Le secteur manufacturier se trouve d’ores et déjà en phase de contraction, alors que les services résistent: l’indice ISM non manufacturier annonce toujours une expansion dans le secteur tertiaire américain. Difficile d’envisager une récession aux États-Unis tant que le secteur des services ne montre pas de signes de contraction.

Des taux directeurs réels favorables 

Par ailleurs, les taux directeurs réels actuels sont très différents de ceux que l’on observe généralement en fin de cycle de resserrement de la Fed. Aux États-Unis, les taux directeurs réels sont inférieurs à 1% voire négatifs, alors que les taux d’intérêt réels sont supérieurs à 2% en fin de cycle de durcissement monétaire. 

La faiblesse actuelle des taux directeurs
devrait prolonger l’expansion économique.

Sauf à penser que le taux d’intérêt neutre est inférieur aux taux directeurs réels qui prévalent aujourd’hui dans les économies avancées, la faiblesse actuelle des taux directeurs devrait donc prolonger l’expansion économique.

Les États-Unis n’ont jamais connu de récession sans que les taux d’intérêt réels ne dépassent leur tendance à long terme d’au moins 2%, et ils sont aujourd’hui à 0,96%. Les taux d’intérêt réels qui résultent du cycle de resserrement amorcé par la Fed en décembre 2015 ne sont probablement pas suffisamment punitifs pour porter un coup d’arrêt à l’économie américaine.

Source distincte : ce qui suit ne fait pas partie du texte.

PR #1358, opened 2026-03-20
Feature/configurable pre limits

Vineet1101:
## Changes

### Core Library (`bm_sim`)
- **[McSimplePre](cci:1://file:///home/p4/src/behavioral-model/include/bm/bm_sim/simple_pre.h:136:2-137:49)**: Converted `MGID_TABLE_SIZE`, `L1_MAX_ENTRIES`, and `L2_MAX_ENTRIES` to non-static instance members. Added a constructor to accept these values, using the original values as defaults.
- **[McSimplePreLAG](cci:1://file:///home/p4/src/behavioral-model/include/bm/bm_sim/simple_pre_lag.h:41:2-45:71)**: Updated to forward configuration parameters to the base [McSimplePre](cci:1://file:///home/p4/src/behavioral-model/include/bm/bm_sim/simple_pre.h:136:2-137:49) class.
- **Capacity Checks**: Updated internal logic in both classes to use the configurable instance members instead of the old static constants.

### Switch Targets
- **`simple_switch`**: Added 3 new command-line options and threaded them through the [SimpleSwitch](cci:1://file:///home/p4/src/behavioral-model/targets/simple_switch/simple_switch.h:138:2-138:46) constructor to the PRE.
- **`simple_switch_grpc`**: Added the same 3 command-line options and updated the [SimpleSwitchGrpcRunner](cci:1://file:///home/p4/src/behavioral-model/targets/simple_switch_grpc/switch_runner.cpp:496:0-517:1) to pass them to the underlying switch instance.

Le rôle de l’investissement

L’investissement semble, influencer les cycles économiques. On s’aperçoit que la dynamique d’investissement des entreprises américaines est toujours positive, alors qu’elle marque généralement le pas avant une récession. 

Par conséquent, si la tendance actuelle est bel et bien un ralentissement de milieu de cycle, le risque est réduit pour les actions. Toutefois Il faut rester prudent, car ce passage à vide pourrait encore durer un certain temps. Pour l’heure, le choix de sous-pondérer les actions internationales, attendant le bon moment pour augmenter l’exposition et atteindre la surpondération d’ici à la fin de l’année, se pose.